There is strong evidence for two types of black holes: stellar black holes with masses of a dozen or so Suns, and supermassive black holes with masses of many millions of Suns. Stellar black holes are formed as a natural consequence of the evolution of massive stars. The origin of supermassive black holes is a mystery. They are found only in the centers of galaxies. It is not known whether they formed in the initial collapse of the gas cloud that formed the galaxy, or from the gradual growth of a stellar mass black hole, or from the merger of a centrally located cluster of black holes, or by some other mechanism.
The mass of a stellar black hole can be deduced by observing the orbital acceleration of a star as it orbits its unseen companion. Likewise, the mass of a supermassive black hole can be determined by using the orbital acceleration of gas clouds swirling around the central black hole. When orbital acceleration cannot be used to establish the mass of a black hole, astronomers can place a lower limit on its mass by measuring the X-ray luminosity due to matter falling into a black hole. The pressure of the outflowing X-rays must be less than the pull of the black hole's gravity on the inflowing matter.
This technique was used to estimate the mass of a black hole discovered in a dense star cluster about 600 light years from the center of the galaxy M82. Astronomers found that the mass of the black hole must be greater than 500 Suns. This is much more massive than known stellar black holes, and much smaller than supermassive black holes, so it is called a "mid-mass" black hole.

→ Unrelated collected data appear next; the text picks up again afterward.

Issue #1835, opened 2018-02-02
builtins.hashFile


chris-martin:
If I want a hash of a file, I can compose the `readFile` and `hashString` builtins like so:

```
nix-repl> builtins.hashString "sha256" (builtins.readFile /tmp/a)
"e3b0c44298fc1c149afbf4c8996fb92427ae41e4649b934ca495991b7852b855"
```

However, this trick only works for text files. Could we add a `hashFile` builtin for hashing any file? Or is there already a way to do this that I'm missing?

deliciouslytyped:
Is there a workaround for this until something shows up in nix?

chris-martin:
My workaround has been to hash the file's nix store path instead, like so:

```
nix-repl> builtins.hashString "sha256" "${/tmp/a}"
"84cadb2ba2c0dc4e1c0242fd0f380a79b736b0d2cb7cecc7bfe3bf66ddcef17c"
```

Since the store path itself includes a hash of the file, this achieves a similar result.

deliciouslytyped:
Yeah, not really what I was going for, but if I just want a file-unique ID I used `baseNameOf hello.outPath`, not sure how bad of an idea that is. It relies on the outpath being in the form of `/a/b/c/d/.../hash-name`.

PR #2792, opened 2019-05-03
Add builtins.hashFile

JohnAZoidberg:
For text files it is possible to do it like so:
`builtins.hashString "sha256" (builtins.readFile /tmp/a)`
but that doesn't work for binary files.
With builtins.hashFile any kind of file can be conveniently hashed.

Fixes: #1835

I added some tests and also tested it manually in the repl:
```
nix-repl> builtins.readFile ./foo
"blah"

nix-repl> builtins.hashString "sha256" "blah"
"8b7df143d91c716ecfa5fc1730022f6b421b05cedee8fd52b1fc65a96030ad52"

nix-repl> builtins.hashFile "sha256" ./foo
"8b7df143d91c716ecfa5fc1730022f6b421b05cedee8fd52b1fc65a96030ad52"
```

Also works on binary files:

```
nix-repl> builtins.hashFile "sha256" ./inst/bin/nix
"bad8124620c1c5538b3a3317fb10cbe7d1bd1b65b692bc3717ae98933022f992"

$ sha256sum ./inst/bin/nix
bad8124620c1c5538b3a3317fb10cbe7d1bd1b65b692bc3717ae98933022f992  ./inst/bin/nix
```

I'm not sure why my test in `tests/lang/eval-fail-hashfile-missing.nix` isn't working. It evaluates but it shouldn't. In the repl it doesn't evaluate.

This is my first edit in the Nix source so please be kind if I forgot something ;)

---

By the way: I found it really weird that `EvalState::coerceToPath` and `EvalState::forceString` take the same arguments but in a different order. Is that intentional or is that something which we should fix?


src/libexpr/primops.cc
```diff
@@ -923,6 +923,20 @@ static void prim_findFile(EvalState & state, const Pos & pos, Value * * args, Va
...
+{
+    string type = state.forceStringNoCtx(*args[0], pos);
+    HashType ht = parseHashType(type);
+    if (ht == htUnknown)
+      throw Error(format("unknown hash type '%1%', at %2%") % type % pos);
+
+    PathSet context; // discarded
+    Path p = state.coerceToPath(pos, *args[1], context);
+
+    mkString(v, hashFile(ht, p).to_string(Base16, false), context);
```
edolstra: This needs a call to `checkSourcePath` to verify that access to `p` is allowed.

tests/lang/eval-fail-hashfile-missing.nix
```diff
@@ -0,0 +1,5 @@
+let
+  paths = [ ./this-file-is-definitely-not-there-7392097 "/and/neither/is/this/37293620" ];
+in
+  builtins.concatLists (map (hash: map (builtins.hashFile hash) paths) ["md5" "sha1" "sha256" "sha512"])
```
edolstra: Having more than one test here is probably pointless since evaluation will fail on the first one, if I'm not mistaken.

src/libexpr/primops.cc
JohnAZoidberg: Thanks!

tests/lang/eval-fail-hashfile-missing.nix
JohnAZoidberg: You're right. But if you run `make installcheck` the test will fail i.e. the evaluation  succeeds. But I think something else is wrong which makes the test fail.

Ekleog:
I have no objection to this change, but just wanted to suggest that we might want to have changes to the nix language (including adding builtins) go through an RFC in the future, so that more eyes could view the changes and think of the overall consistency of the nix language than there are people watching the nix repo :)

JohnAZoidberg:
> I have no objection to this change, but just wanted to suggest that we might want to have changes to the nix language (including adding builtins) go through an RFC in the future, so that more eyes could view the changes and think of the overall consistency of the nix language than there are people watching the nix repo :)

Yes, good idea. Didn't think about it for long because it's not a big change.

@edolstra wait! Sorry, I should've probably called the PR WIP. The test that should fail, succeeds. At least on my system. Can you confirm?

Astrophysicists had come to believe that galactic centers were the only places where conditions were right for the formation and growth of large or very large black holes. The discovery of a large, mid-mass black hole located away from the galaxy's center, shows that somehow large black holes can also form in dense star clusters. Current possible explanations for the formation of mid-mass black holes include the mergers of scores of stellar black holes, or the collapse of a superstar. Another possibility is that the X-rays produced by infall into the black hole are beamed toward the Earth. This would reduce the overall output of X-rays from the source, and reduce the mass needed to overcome the pressure of the outflowing X-rays to a value consistent with stellar mass black holes.